To cover some new federal expenditures, the bill imposed severe cuts on federal programs, such as Medicaid and the Supplemental Nutrition Assistance Program (SNAP), formerly known as food stamps, which aid lower-income individuals. The bill also introduced new limits on ObamaCare subsidies and caps on federal student loans, disproportionately affecting those with lower incomes.

The CBO’s analysis aims to gauge the cumulative effect of the various components of the law, as applied to households at differing income levels. 

Most workers will benefit from the law to some degree, largely due to the extension of the 2017 tax cuts, the CBO found. High earners benefit the most — $13,600 for the top 10 percent and $3,200 for the next 10 percent — because they make the most money and tend not to receive benefits from the federal programs set to be cut. 

The 20 percent of workers in the middle of the income spectrum will also see a bump: between $800 and $1,200 per year over the next decade, the CBO estimated.

The lowest earners, however, will see a reduction in overall resources under the new law, largely because the cuts in federal programs like Medicaid and SNAP will eclipse any benefits, including the tax cuts, elsewhere in the bill.
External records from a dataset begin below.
PR #1078, opened 2026-04-01
fix: remove remaining ?session= URL construction and simplify session…

marcodejongh:
… ID source

- Remove ?session= URL append in bottom-tab-bar.tsx (cookie persists across navigations, no URL manipulation needed)
- Simplify use-session-id-management to always read session ID from cookie instead of dual-sourcing from cookie + IndexedDB


marcodejongh:
Triage note: use-session-id-management.ts has been mostly migrated to cookie-based session reads. However, bottom-tab-bar.tsx:287 still constructs `${url}${separator}session=${activeSession.sessionId}` — exactly the URL append this PR removes. Re-scope to the bottom-tab-bar fix (and any remaining dual-source IndexedDB cleanup).

Issue #1084, opened 2026-04-01
Quick filters also save hold filters cross boards


marcodejongh:
![Image](https://github.com/user-attachments/assets/9f4a0ac1-091f-46ea-af46-2b0b51704a9e)

I filtered for a specific hold on kilter, then climbed tension. Now I see a past quick filter with 1 hold, if I press it I get 0 results because the holdid doesn't exist on tension board

marcodejongh:
Fixed in rn app

PR #1095, opened 2026-04-01
fix: scope quick filters to board name to prevent cross-board hold fi…

wiliyam:
…lter bleed (#1084)


wiliyam:
Good catch @marcodejongh! Updated the store key to include `layout_id` so Kilter OG and Kilter HW (which share the same board name but have different hold IDs) get separate filter histories.

Key is now `recent_<boardName>_<layoutId>` — fully backward compatible since the old keys just get ignored.

PR #1145, opened 2026-04-03
Make email verification non-blocking

marcodejongh:
## Summary
- Removes login blocking for unverified email users — users can register and use the app immediately
- Replaces `EMAIL_VERIFICATION_ENABLED` env var with automatic SMTP detection (`SMTP_USER` + `SMTP_PASSWORD`)
- Verification emails still sent in background when SMTP is configured
- Verify-email redirect goes to `/` instead of `/auth/login` since users are already logged in

## Test plan
- [ ] Register a new account — should auto-login immediately
- [ ] Check inbox for verification email (when SMTP configured)
- [ ] Click verification link — should redirect to app root
- [ ] Login with existing unverified user — should succeed without redirect
- [ ] Register without SMTP configured — should work with no email sent

### DIFF
--- a/docs/oauth-setup.md
+++ b/docs/oauth-setup.md
@@ -69,7 +69,7 @@ Boardsesh uses NextAuth.js v4 for authentication with the following components:
 ### Key Features
 
 - **Conditional Providers**: OAuth buttons only appear when provider credentials are configured
-- **Email Verification**: New email/password accounts require email verification
+- **Email Verification**: Non-blocking — verification emails are sent when SMTP is configured, but users can log in immediately
 - **Account Linking**: Accounts are automatically linked by email — signing in with OAuth using an email that already has a password account links both methods to the same user
 - **JWT Sessions**: Stateless authentication with 5-minute refresh interval
 - **Rate Limiting**: In-memory rate limiting on auth endpoints (best-effort in serverless)
@@ -296,7 +296,7 @@ ngrok http 3000
 
 ## Email Verification Setup
 
-Email verification is required for email/password accounts. OAuth accounts are pre-verified by the provider.
+Email verification is non-blocking. When SMTP credentials (`SMTP_USER` and `SMTP_PASSWORD`) are configured, verification emails are sent on registration, but users can log in and use the app immediately. OAuth accounts are pre-verified by the provider. SMTP credential presence auto-enables verification emails. To disable verification entirely (even with SMTP configured), set `EMAIL_VERIFICATION_ENABLED=false` as an emergency kill switch.
 
 ### Fastmail Setup (Recommended)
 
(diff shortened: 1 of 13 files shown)


marcodejongh:
Rebased onto main @19b7ad6a3 (was on a pre-Apr base). Conflicts were formatting-only on the auth files plus two semantic refactors that landed on main meanwhile: verify-request now uses an i18n `KNOWN_VERIFY_ERROR_CODES` lookup (dropped `EmailNotVerified` from the set since the sign-in callback no longer emits it), and auth-modal/auth-page-content now use i18n toasts (added `login.toasts.accountCreatedCheckEmail` to en-US/es/fr, removed the now-unused `checkEmail` key). Register/resend kept the `emailVerificationActive = smtpConfigured && EMAIL_VERIFICATION_ENABLED !== "false"` kill switch and `emailVerified: emailVerificationActive ? null : new Date()` from the branch; also fixed the register test bcrypt mock for main switching to the named `{ hash }` import. Validation: vp run typecheck (exit 0), vp check (exit 0), vp run check:i18n + orphans (OK), i18n catalog-completeness 28/28, and the two new auth route tests 19/19. The web typecheck `next build` step hit a concurrent-build lock from a parallel CI run, not a code error.

marcodejongh:
Closing this — it's a product decision rather than a fix, the problem it solves isn't currently happening, and it collides head-on with #3278.

**Nobody is being blocked today.** The gate in `auth-options.ts` only fires when the flag is explicitly on:

```ts
const emailVerificationEnabled = process.env.EMAIL_VERIFICATION_ENABLED === 'true';
if (emailVerificationEnabled && existingUser.length > 0 && !existingUser[0].emailVerified) {
  return '/auth/verify-request?error=EmailNotVerified';
}
```

Unset means off — the comment right above it says "disabled by default until Fastmail auth is set up". The mobile path never checks it at all: `packages/backend/src/handlers/native-auth.ts:575` spells out that `handleNativeAuthCredentials` never reads `emailVerified`, so a native register logs the user straight in either way.

**It's a policy change, not a bug fix.** It removes the login gate outright, inverts the flag's meaning (SMTP-credential presence auto-enables verification emails; `EMAIL_VERIFICATION_ENABLED=false` becomes an emergency kill switch), and rewrites the copy and `docs/oauth-setup.md` to match. That's a call to make deliberately, not something to land off a stale branch.

**It collides with #3278** in four files — `api/auth/register/route.ts`, `api/auth/resend-verification/route.ts`, `api/auth/verify-email/route.ts`, and `lib/auth/auth-options.ts` — and in `auth-options.ts` specifically in the same `signIn` block: this PR deletes the lookup, #3278 rewrites it to `lower(email)` matching. #3278 is the one that's green and close to landing.

If email verification is ever switched on, this is worth redoing on top of #3278 — the direction (don't block login on an unverified email) reads right. As it stands: 3166 commits behind `origin/main`, `CONFLICTING`, and CI red on `lint` and `test-default`.

PR #1227, opened 2026-04-05
Export DOUBLE_TAP_THRESHOLD to avoid duplication

marcodejongh:
climb-list-item.tsx used a hardcoded 300ms delay for its single-click timeout that mirrors the constant in use-double-tap.ts. Export the constant from use-double-tap.ts and import it in climb-list-item.tsx so both values stay in sync automatically.

https://claude.ai/code/session_01WamWQGns32de2rankRK1ox


marcodejongh:
Closing as stale during triage. The hardcoded 300ms duplication this PR removes no longer exists on main — climb-list-item.tsx now delegates to the `useDoubleTap` hook which owns DOUBLE_TAP_THRESHOLD internally. The export-and-share refactor is no longer needed.

PR #1330, opened 2026-04-07
Queue duplicate fix

lilylilylily123:
you could add the same climb to queue infinite times


marcodejongh:
I think the user would expect to be able yo add the same item multiple times, as the queue works like a spotify queue. However it should be deliberate so if theres any way its easy to accidentally add the same thing 10 times we should fix that

marcodejongh:
Feel free to reopen ifnyou disagree

Issue #1297, opened 2026-04-06
Add a full logbook/history page with per-entry management


azuttre:
## Problem

Right now Boardsesh shows recent activity, but I’m missing a dedicated personal logbook/history view where I can browse all past ascents in one place.

This becomes especially noticeable when:
- I want to search whether I’ve done a climb before
- I want to review older climbing history
- I accidentally log duplicate ascents and want to clean them up

## Proposed solution

Add a dedicated logbook page for a user that supports:
- viewing full ascent/tick history
- search by climb name
- filtering by board / date / grade / ascent type
- entry-level actions like delete or edit
- possibly direct links from profile or settings

## Why this would help

A full logbook would make Boardsesh much more useful as a long-term training archive, not just a session tool.

## Notes

I’ve been using [Kiltered](https://kiltered.lovable.app/) as a read-only legacy archive, and one thing it does well is making it easy to search past ascents so I don’t unknowingly reclimb something old. I think a Boardsesh-native version of that idea would be very valuable.

azuttre:
I'll keep playing with the app some more to get more familiar and make a more informed suggestion.

The profile `recent activity` focuses on the latests climb.
The Climb > Only Completed is closer to a logbook, but it's quick limited:
- cannot sort by custom criteria
- cannot remove log entries
(let me know those feature exist already - I may have missed it)


I have in mind a proper logbook, with all the ticks and ability to search, sort, view analytics (which you already have in the profile), delete, edit log entries.

It could be under the profile, or under the Your Library section.

marcodejongh:
Addeed a while ago

PR #1332, opened 2026-04-07
Add a logbook

lilylilylily123:
done in like 30min with claude, would love some testing & feedback

Addresses #1297


lilylilylily123:
@marcodejongh seems ready for merge now

PR #1377, opened 2026-04-10
Fix queue swipe action styling and assert suggested swipe behavior

marcodejongh:


marcodejongh:
Closing as stale during triage. Commit 613342388 with the same title and scope is on origin/main; this PR's branch is no longer needed.

PR #1544, opened 2026-04-13
Fix GraphQL client disposal and subscription timeout handling

marcodejongh:
## Summary
This PR fixes two issues in the GraphQL client that could cause unhandled promise rejections and resource leaks:

1. **Client disposal**: The `graphql-ws` v6 `dispose()` method is now async and can reject. These rejections were being dropped without error handling, causing Sentry to capture unhandled rejections.

2. **Subscription timeout**: When a GraphQL operation times out, the underlying subscription wasn't being cancelled, leaving the graphql-ws lock alive indefinitely and causing the connection to keep retrying.

## Key Changes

That negative trend is expected to hit those in the bottom 20 percent of earners, the CBO said, resulting in a $1,200 reduction for the lowest 10 percent of incomes and a $400 reduction for the 10 percent directly above them. 

Republicans have dismissed the CBO’s projections in the past, arguing that they fail to take into account the broad economic boost provided by the tax cuts — a “dynamic” benefit the Republicans say benefits people of all income levels.